ALGANT Student seminar – Number theory course – May 19th at 14:00 Aula 4

ALGANT Student seminar – Number theory course

Date and time: Thursday, May 19th, at 2 pm

Room: Aula 4

Lecture 1: Riccardo Ghezzi
Title: Topics on profinite groups, infinite Galois theory and properties of norm groups
This lecture divides into two parts. In the first part, we will give an account of the background material that is required to study local class field theory: we will  introduce profinite groups and we will show some properties of their topology. Then we will present some results from infinite Galois theory. In the second part will show some properties of the norm groups and some consequences of the main theorems of local class field theory.

Lecture 2: Mattia Righetti
Title: the cohomology of groups
Abstract: The aim is to give an introduction to cohomolgy of a group G with coefficients in a G-module. We also introduce the Tate groups of G, which come from both homology and cohomology, and are a valuable tool. As examples we consider particular groups G and G-modules, relevant to Number Theory.

Lecture 3: Federico Binda
Title: the local reciprocity law
In this lecture we will develop the tools for a cohomological approach to local class field theory. We first study the cohomology of unramified extensions of a nonarchimedean local field K and then we extend the results obtained in this setting to the more general case of ramified extensions: we will see how the invariant map is defined and introduce the fundamental class of a Galois extension L/K. Using Tate’s theorem, we will prove the existence of the local Artin map for any finite Galois extension of local fields L/K, which yields to the local reciprocity law.

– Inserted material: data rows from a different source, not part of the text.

PR #154, opened 2020-03-29
Solve archive requests issue #107

### LINKED ISSUE #107: Archive button only visible to logged in users
Currently the Archive button on the `license_requests/` page and Unarchive button on the `archive_requests/` page is visible to everyone, so anyone can just press the buttons and mess things up. These buttons should only be visible to the users who are logged in. What do you think @goneall

anshuldutt21:
The users will now need to login in to archive or unarchive the request.
Only, the repo collaborators will be able to archive the request.
Fixes #107

### DIFF
--- a/src/app/templates/app/archive_requests.html
+++ b/src/app/templates/app/archive_requests.html
@@ -32,7 +32,11 @@
             <td>{{elem.submissionDatetime}}</td>
             <td>
               {% csrf_token %}
+              {% if github_login %}
+              {% if authorized %}
               <button id='unarchive_button{{elem.id}}' class='btn btn-success' width='25px' value='Unarchive'>Unarchive</button>
+              {% endif %}
+              {% endif %}
             </td>
           </tr>
         {% endfor %}
@@ -92,15 +96,6 @@ $('tbody tr').each(function (i,e) {
                 show: true,
           })
        }
-      }
-      else {
-        $("#modal-header").addClass("yellow-modal");
-        $("#modal-body").html('You must login to use this functionality');
-        $("#myModal").modal({
-                backdrop: 'static',
-                keyboard: true,
-                show: true,
-          })
       }
 
       var license = $(this).closest('tr');
--- a/src/app/templates/app/archive_requests.html
+++ b/src/app/templates/app/archive_requests.html
@@ -32,10 +32,8 @@
             <td>{{elem.submissionDatetime}}</td>
             <td>
               {% csrf_token %}
-              {% if github_login %}
-              {% if authorized %}
+              {% if github_login and authorized %}
               <button id='unarchive_button{{elem.id}}' class='btn btn-success' width='25px' value='Unarchive'>Unarchive</button>
-              {% endif %}
               {% endif %}
             </td>
           </tr>
@@ -75,28 +73,14 @@ $('tbody tr').each(function (i,e) {
     });
     $('body').on('click', 'button[id^="unarchive_button"]', function (en) {
       en.stopImmediatePropagation();
-      var githubLogin =  "{{ github_login }}" ;
-      if ((githubLogin) != "None"){
-        if (" {{ authorized }} ") {
-          $("#modal-header").addClass("yellow-modal");
-          $("#modal-body").html('You are not permitted to unarchive this license.');
-          $("#myModal").modal({
+       $("#modal-header").addClass("yellow-modal");
+	     $(".modal-footer").html('<button class="btn btn-success" id="confirm_unarchive"><span class="glyphicon glyphicon-off"></span> Confirm</button>');
+       $("#modal-body").html('Are you sure you want to unarchive this license?');
+       $("#myModal").modal({
                 backdrop: 'static',
                 keyboard: true,
                 show: true,
           })
-        }
-        else{
-              $("#modal-header").addClass("yellow-modal");
-	            $(".modal-footer").html('<button class="btn btn-success" id="confirm_unarchive"><span class="glyphicon glyphicon-off"></span> Confirm</button>');
-              $("#modal-body").html('Are you sure you want to unarchive this license?');
-              $("#myModal").modal({
-                backdrop: 'static',
-                keyboard: true,
-                show: true,
-          })
-       }
-      }
 
       var license = $(this).closest('tr');
       $(document).on('click','button#confirm_unarchive', function(event){
@@ -105,7 +89,6 @@ $('tbody tr').each(function (i,e) {
         unarchiveLicense(license);
       });
     });
-  });
 
 function unarchiveLicense(license) {
   var archive = 'False';
--- a/src/app/templates/app/archive_requests.html
+++ b/src/app/templates/app/archive_requests.html
@@ -18,7 +18,9 @@
           <th>Short Identifier</th>
           <th>License author name</th>
           <th>Submission Date (UTC)</th>
+          {% if github_login and authorized %}
           <th>Unarchive</th>
+          {% endif %}
         </tr>
       </thead>
       <tbody>
--- a/src/app/templates/app/archive_requests.html
+++ b/src/app/templates/app/archive_requests.html
@@ -7,7 +7,6 @@
 
 <div id="messages" class="messages">
 </div>
-
 <p class ="lead"> {{ error }}</p>
 <div class="panel panel-default">
 <div class="panel-heading"> <p class="lead">Archive License Requests List</p> </div>
@@ -73,15 +72,14 @@ $('tbody tr').each(function (i,e) {
     });
     $('body').on('click', 'button[id^="unarchive_button"]', function (en) {
       en.stopImmediatePropagation();
-       $("#modal-header").addClass("yellow-modal");
-	     $(".modal-footer").html('<button class="btn btn-success" id="confirm_unarchive"><span class="glyphicon glyphicon-off"></span> Confirm</button>');
-       $("#modal-body").html('Are you sure you want to unarchive this license?');
-       $("#myModal").modal({
-                backdrop: 'static',
-                keyboard: true,
-                show: true,
-          })
-
+      $("#modal-header").addClass("yellow-modal");
+	    $(".modal-footer").html('<button class="btn btn-success" id="confirm_unarchive"><span class="glyphicon glyphicon-off"></span> Confirm</button>');
+      $("#modal-body").html('Are you sure you want to unarchive this license?');
+      $("#myModal").modal({
+        backdrop: 'static',
+        keyboard: true,
+        show: true,
+      })
       var license = $(this).closest('tr');
       $(document).on('click','button#confirm_unarchive', function(event){
         event.preventDefault();
@@ -89,6 +87,7 @@ $('tbody tr').each(function (i,e) {
         unarchiveLicense(license);
       });
     });
+  });
 
 function unarchiveLicense(license) {
   var archive = 'False';
--- a/src/app/templates/app/archive_requests.html
+++ b/src/app/templates/app/archive_requests.html
@@ -7,6 +7,17 @@
 
 <div id="messages" class="messages">
 </div>
+{% if github_login  %}
+<p id="githubLogin" hidden>True</p>
+{% else %}
+<p id ="githubLogin" hidden> False </p>
+{% endif %}
+{% if authorized  %}
+<p id="authorized" hidden>True</p>
+{% else %}
+<p id ="authorized" hidden> False </p>
+{% endif %}
+
 <p class ="lead"> {{ error }}</p>
 <div class="panel panel-default">
 <div class="panel-heading"> <p class="lead">Archive License Requests List</p> </div>
@@ -70,14 +81,35 @@ $('tbody tr').each(function (i,e) {
     });
     $('body').on('click', 'button[id^="unarchive_button"]', function (en) {
       en.stopImmediatePropagation();
-      $("#modal-header").addClass("yellow-modal");
-	    $(".modal-footer").html('<button class="btn btn-success" id="confirm_unarchive"><span class="glyphicon glyphicon-off"></span> Confirm</button>');
-      $("#modal-body").html('Are you sure you want to unarchive this license?');
-      $("#myModal").modal({
-        backdrop: 'static',
-        keyboard: true,
-        show: true,
-      })
+      var githubLogin = $("#githubLogin").text();
+      var authorized = $("#authorized").text();
+      console.log(authorized);
+      if (githubLogin == "True"){
+        if (authorized) {
+          $("#modal-header").addClass("yellow-modal");
+          $("#modal-body").html('You are not permitted to unarchive this license.');
+          $("#myModal").modal({
+                backdrop: 'static',
+                keyboard: true,
+                show: true,
+          })
+        }
+        else{
+              $("#modal-header").addClass("yellow-modal");
+	            $(".modal-footer").html('<button class="btn btn-success" id="confirm_unarchive"><span class="glyphicon glyphicon-off"></span> Confirm</button>');
+              $("#modal-body").html('Are you sure you want to unarchive this license?');
+              $("#myModal").modal({
+                backdrop: 'static',
+                keyboard: true,
+                show: true,
+          })
+       };
+      }
+      else {
+        $("#modal-header").addClass("yellow-modal");
+        $("#modal-body").html('You must login to use this functionality');
+      }
+
       var license = $(this).closest('tr');
       $(document).on('click','button#confirm_unarchive', function(event){
         event.preventDefault();
--- a/src/app/templates/app/archive_requests.html
+++ b/src/app/templates/app/archive_requests.html
@@ -7,16 +7,6 @@
 
 <div id="messages" class="messages">
 </div>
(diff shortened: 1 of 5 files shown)


anshuldutt21:
@rtgdk Can you please have a look at this?

src/app/templates/app/archive_requests.html
```diff
@@ -7,6 +7,17 @@
...
+<p id="githubLogin" hidden>True</p>
+{% else %}
+<p id ="githubLogin" hidden> False </p>
+{% endif %}
+{% if authorized  %}
+<p id="authorized" hidden>True</p>
+{% else %}
+<p id ="authorized" hidden> False </p>
+{% endif %}
+
```
rtgdk: Totally inefficient and insecure way of doing this.
Think about it this way, assume I have access to "Inspect Element" function in my browser. If I change this html tag value from False to True, will I be able to access the archive request feature?

rtgdk:
@anshuldutt21 Take a look at this base template file : https://github.com/spdx/spdx-online-tools/blob/8e2974f73a412d3c576f874379d5f19adc06bd2f/src/app/templates/app/base.html#L162 for inspiration on how to do this.

src/app/templates/app/archive_requests.html
```diff
@@ -70,14 +71,38 @@
...
-      $("#modal-header").addClass("yellow-modal");
-	    $(".modal-footer").html('<button class="btn btn-success" id="confirm_unarchive"><span class="glyphicon glyphicon-off"></span> Confirm</button>');
-      $("#modal-body").html('Are you sure you want to unarchive this license?');
-      $("#myModal").modal({
-        backdrop: 'static',
-        keyboard: true,
-        show: true,
-      })
+      var githubLogin =  "{{ github_login }}" ;
+      if ((githubLogin) != "None"){
```
rtgdk: This again has security flaws. User can see this js in the source page for html. Now they can run the same thing on console to add these html elements bypassing the if else check with simple `gitHubLogin = true`. Please see this : https://docs.djangoproject.com/en/3.0/ref/templates/builtins/#if
to introduce this check in html itself.

anshuldutt21: @rtgdk  The function runs whenever the user clicks on the POST button. Without using java script, How will I be able to write the function. or I could instead of declaring the variable just write if ( "{{ github_login }}" != "None"?

rtgdk: @anshuldutt21 Have you had a look at https://docs.djangoproject.com/en/3.0/ref/templates/builtins/#if

We can keep the if..else in the html itself. 
Have a look at line: https://github.com/spdx/spdx-online-tools/blob/8e2974f73a412d3c576f874379d5f19adc06bd2f/src/app/templates/app/base.html#L162

You can find the same if..else in any of my django projects.

anshuldutt21: Hi @rtgdk , I apologize for replying too late.
`
	var githubLogin = $("#githubLogin").text();
	/* if user not authenticated using GitHub, display modal with login button */
	if(githubLogin == "False"){
		$("#modal-header").removeClass("red-modal green-modal");
		$("#modal-header").addClass("yellow-modal");
		$(".modal-footer").html('<button class="btn btn-success" id="github_auth_begin"><span class="glyphicon glyphicon-ok"></span> Confirm</button>');
		$("#modal-body").html('To submit a license, you must log in using Github.  You will now be redirected to the github login.  Please allow the requested permissions.  If you do not have a github account, you can <a href="https://github.com/">sign up</a> for free or you can email your new license request to <a href="mailto:spdx-legal@spdx.org">spdx-legal@spdx.org</a>.');
        $("#myModal").modal({
           backdrop: 'static',
           keyboard: true,
           show: true
        });
	}
	}
`
[https://github.com/spdx/spdx-online-tools/blob/master/src/app/templates/app/submit_new_license.html](url)
In the code of submit new license as above, it was done in a similar way because by HTML method we could'nt call the function. The same issue is with the license request.html code. Here we are calling the onclick method of button (archive) and then accordingly we are formatting the html of modal using the add function. 
Also, even if a person is able to edit the javascript he wont be able to archive the request since I have added a check in the backend view that only an authorised person can archive a  request.

rtgdk: @anshuldutt21 But the question is, why are we showing the button when user is not logged in or does not have permission - just to show them error dialog box saying "You are not allowed to do this.". Instead, to improve UX we should show the button only when the user is logged in and has perms to do this. This can be done in html if else itself with some backend processing of user info. This would also be easier in terms of the amount of code to be written and will be easily manageable. 
Also, if you find such code pre written like in `submit_new_license.html` feel free to change that too in this PR.

anshuldutt21:
I have done the required changes in the license and the archive requests file. please review it and then I will do the changes in the submit license file as well.

src/app/templates/app/archive_requests.html
```diff
@@ -31,7 +32,11 @@
             <td>{{elem.submissionDatetime}}</td>
             <td>
               {% csrf_token %}
+              {% if github_login %}
+              {% if authorized %}
```
rtgdk, line 36: ifs can be combined.

src/app/templates/app/license_requests.html
```diff
@@ -31,15 +33,16 @@
             <td>{{elem.submissionDatetime}}</td>
             <td>
               {% csrf_token %}
+              {% if github_login %}
```
rtgdk, line 36: no {{authorized}} here

src/app/templates/app/license_requests.html
```diff
@@ -70,14 +73,29 @@
...
+              $("#modal-header").addClass("yellow-modal");
+	            $(".modal-footer").html('<button class="btn btn-success" id="confirm_archive"><span class="glyphicon glyphicon-off"></span> Confirm</button>');
+              $("#modal-body").html('You are not permitted to archive this request.');
+              $("#myModal").modal({
+                backdrop: 'static',
+                keyboard: true,
+                show: true,
+          })
+       }
+      }
```
rtgdk, line 97: Can this check be moved in backend?
On Ui we don't show the button for user who are not logged in and does not permission to archive. So, this check on frontend is useless. Also, if a user gains access to send a request to archive , we will check the authenticity in the backend itself and send error code and error messsage.

src/app/templates/app/license_requests.html
```diff
@@ -70,14 +73,29 @@
...
-	    $(".modal-footer").html('<button class="btn btn-success" id="confirm_archive"><span class="glyphicon glyphicon-off"></span> Confirm</button>');
-      $("#modal-body").html('Are you sure you want to archive this license?');
-      $("#myModal").modal({
-        backdrop: 'static',
-        keyboard: true,
-        show: true,
-      })
+      var githubLogin =  "{{ github_login }}" ;
+      if ((githubLogin) != "None"){
+        if (" {{ authorized }} ") {
```
rtgdk, line 78: Why are there always two checks? if `githubLogin` and `authorized` ? can this be combined?

anshuldutt21: basically github login check is for whether the person is logged in by github or not. A person not logged in by github cant be checked for permissions. Authorisation check is for whether the person is a collaborator or not.

src/app/templates/app/license_requests.html
anshuldutt21: Done the changes.

src/app/views.py
```diff
@@ -1290,13 +1290,37 @@ def archiveRequests(request, license_id=None):
...
-        if license_id:
-            LicenseRequest.objects.filter(pk=license_id).update(archive=archive)
+        if request.user.is_authenticated():       
+            user = request.user
+            """ Getting user info for submitting github issue """
+            github_login = user.social_auth.get(provider='github')
+            token = github_login.extra_data["access_token"]
+            username = github_login.extra_data["login"]
+            test = requests.get('https://api.github.com/repos/spdx/tools-python/collaborators/{username}' , headers={'Authorization': 'token {}'.format(token) })
+            if ((test.status_code == 200) or (test.status_code == 204)):
```
rtgdk, line 1302: Add try except here, since this api may result in error. Also, if status code returned is not 200/204, then also we should show some msg to the user.

anshuldutt21: @rtgdk What do you think should be the changes in submit license. In the current version, the  user not logged in gets a message as to he must login in before submitting. If I hide the submit button from the user not logged in, He will not be able to get an idea as to what to do to submit the license.

anshuldutt21: In the backend the user gets a message that permission is denied. but no message should be displayed in the frontend as there is no option(button) for archive.

src/app/views.py
```diff
@@ -1373,13 +1400,40 @@ def licenseRequests(request, license_id=None):
...
+        else:
+            if (request.is_ajax()):
+                ajaxdict = {}
+                ajaxdict["type"] = "auth_error"
+                ajaxdict["data"] = "Please login using GitHub to use this feature."
+                response = dumps(ajaxdict)
+                return HttpResponse(response,status=401)
+            return HttpResponse("Please login using GitHub to use this feature.",status=401)
+    archiveRequests = LicenseRequest.objects.filter(archive='False').order_by('-submissionDatetime')
+    context_dict['archiveRequests'] = archiveRequests
```
rtgdk, line 1430: Should be `licenseRequests`

src/app/views.py
```diff
@@ -1290,13 +1290,40 @@ def archiveRequests(request, license_id=None):
...
+        if request.user.is_authenticated():       
+            user = request.user
+            """ Getting user info for submitting github issue """
+            github_login = user.social_auth.get(provider='github')
+            token = github_login.extra_data["access_token"]
+            username = github_login.extra_data["login"]
+            test = requests.get('https://api.github.com/repos/spdx/tools-python/collaborators/{username}' , headers={'Authorization': 'token {}'.format(token) })
+            try:
+                if ((test.status_code == 200) or (test.status_code == 204)):
+                    archive = request.POST.get('archive', True)
```
rtgdk, line 1304: Should be `archive = request.POST.get('archive', False)`

src/app/views.py
```diff
@@ -1290,13 +1290,40 @@ def archiveRequests(request, license_id=None):
...
-        license_id = request.POST.get('license_id', False)
-        if license_id:
-            LicenseRequest.objects.filter(pk=license_id).update(archive=archive)
+        if request.user.is_authenticated():       
+            user = request.user
+            """ Getting user info for submitting github issue """
+            github_login = user.social_auth.get(provider='github')
+            token = github_login.extra_data["access_token"]
+            username = github_login.extra_data["login"]
+            test = requests.get('https://api.github.com/repos/spdx/tools-python/collaborators/{username}' , headers={'Authorization': 'token {}'.format(token) })
```
rtgdk, line 1301: {username} will this work in python in this way?

src/app/views.py
```diff
@@ -1373,13 +1400,40 @@ def licenseRequests(request, license_id=None):
...
-            LicenseRequest.objects.filter(pk=license_id).update(archive=archive)
-    licenseRequests = LicenseRequest.objects.filter(archive='False').order_by('-submissionDatetime')
-    context_dict={'licenseRequests': licenseRequests}
+        if request.user.is_authenticated():       
+            user = request.user
+            """ Getting user info for submitting github issue """
+            github_login = user.social_auth.get(provider='github')
+            token = github_login.extra_data["access_token"]
+            username = github_login.extra_data["login"]
+            test = requests.get('https://api.github.com/repos/spdx/spdx-online-tools/collaborators/anshuldutt21' , headers={'Authorization': 'token {}'.format(token) })
```
rtgdk, line 1411: Remove `anshuldutt21`

src/app/templates/app/license_requests.html
```diff
@@ -70,14 +73,14 @@
...
-        show: true,
-      })
+       $("#modal-header").addClass("yellow-modal");
+       $("#modal-body").html('Are you sure you want to archive this license?');
+       $("#myModal").modal({
+                backdrop: 'static',
+                keyboard: true,
+                show: true,
+          })
+
```
rtgdk, line 83: Screenshot 2020-04-28 at 6 38 44 PM
Dialog box does not have submit button.
Please test all things before commiting.

src/app/views.py
rtgdk: Let's leave submit license page then.

src/app/views.py
anshuldutt21: changed it..

src/app/views.py
```diff
@@ -1290,13 +1290,40 @@ def archiveRequests(request, license_id=None):
...
-        license_id = request.POST.get('license_id', False)
-        if license_id:
-            LicenseRequest.objects.filter(pk=license_id).update(archive=archive)
+        if request.user.is_authenticated():       
+            user = request.user
+            """ Getting user info for submitting github issue """
+            github_login = user.social_auth.get(provider='github')
+            token = github_login.extra_data["access_token"]
+            username = github_login.extra_data["login"]
+            test = requests.get('https://api.github.com/repos/spdx/tools-python/collaborators/'+username , headers={'Authorization': 'token {}'.format(token) })
```
rtgdk, line 1301: Going through the code, I found that this would be more suitable if moved in utils.py just like we have function for makePullRequest.

src/app/templates/app/license_requests.html
```diff
@@ -31,7 +31,9 @@
             <td>{{elem.submissionDatetime}}</td>
             <td>
               {% csrf_token %}
+              {% if github_login and authorized %}
               <button id='archive_button{{elem.id}}' class='btn btn-success' width='25px' value='Archive'>Archive</button>
+              {% endif %}
```
rtgdk, line 36: IMO, the "Archive" table header should also be removed if user can't see the archive button. Same with Unarchive.
Screenshot 2020-04-30 at 12 18 35 PM

src/app/views.py
anshuldutt21: Done the changes. I created a function to retrieve the response code. Should I add more functionality to it??

anshuldutt21:
Actually the travis is failing because its not able to locate the id as I have hidden it. In order to work, the tests will have to be modified.

src/app/views.py
```diff
@@ -1290,13 +1290,40 @@ def archiveRequests(request, license_id=None):
...
-        license_id = request.POST.get('license_id', False)
-        if license_id:
-            LicenseRequest.objects.filter(pk=license_id).update(archive=archive)
+        if request.user.is_authenticated():       
+            user = request.user
+            """ Getting user info for submitting github issue """
+            github_login = user.social_auth.get(provider='github')
+            token = github_login.extra_data["access_token"]
+            username = github_login.extra_data["login"]
+            test = utils.checkPermission(username,token)
```
rtgdk, line 1301: This whole code for checking user perms should be moved to utils...starting from 1296 line.

src/app/views.py
```diff
@@ -1373,13 +1400,40 @@ def licenseRequests(request, license_id=None):
...
-        license_id = request.POST.get('license_id', False)
-        if license_id:
-            LicenseRequest.objects.filter(pk=license_id).update(archive=archive)
+        if request.user.is_authenticated():       
+            user = request.user
+            """ Getting user info for submitting github issue """
+            github_login = user.social_auth.get(provider='github')
+            token = github_login.extra_data["access_token"]
+            username = github_login.extra_data["login"]
+            test = requests.get('https://api.github.com/repos/spdx/spdx-online-tools/collaborators/'+username , headers={'Authorization': 'token {}'.format(token) })
```
rtgdk, line 1411: utils should be here too.

rtgdk:
@anshuldutt21 Then you would have to update the test (since archive button is visible to some users) and add one more test for permitted github user functionality check.

anshuldutt21:
@rtgdk  I think this PR can be merged now if there are no changes to be done.

src/app/tests.py
```diff
@@ -1119,10 +1120,14 @@ def test_archive_license_requests_feature(self):
         license_name = driver.find_element_by_css_selector('td').text
         self.assertEquals(license_name, "BSD Zero Clause License-00")
         self.assertEquals(LicenseRequest.objects.get(id=license_obj.id).archive, False)
-        driver.find_element_by_id('archive_button' + str(license_obj.id)).click()
-        driver.find_element_by_id('confirm_archive').click()
-        self.assertEquals(LicenseRequest.objects.get(id=license_obj.id).archive, True)
+        if driver.find_element_by_id('archive_button' + str(license_obj.id)):
```
rtgdk, line 1123: When will the test reach here? I think if the user has access to github_login, only then he will be able to see the feature. I think we run the test for a simple user so code will never go into `if`. Can you check for that or is there a way to run the same test with different user? 
You can either create a new issue for that and work on that separately, I'll merge this. Let me know what you find.

rtgdk: @anshuldutt21 Can you create one now, I'll merge this then. Just to be on the safe side of not forgetting about this one. Also, then anyone can pick up the task if you are busy.

anshuldutt21: Done

rtgdk: Thanks! Merging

Lecture 4: Francesco Monopoli
Title: the existence theorem
In this lecture we will present a proof of the so-called “local existence theorem”, which gives a characterization of the norm groups in K* for a local field K, under the assumption that K has characteristic zero. The definition of the Hilbert symbol and the cohomological tools developed in the previous lectures will be used to show that, if K is a local field containing a primitive n-th root of 1, any element of K* that is a norm from every cyclic extension of K is an n-th power. We will use this result as a tool in our proof of the existence theorem.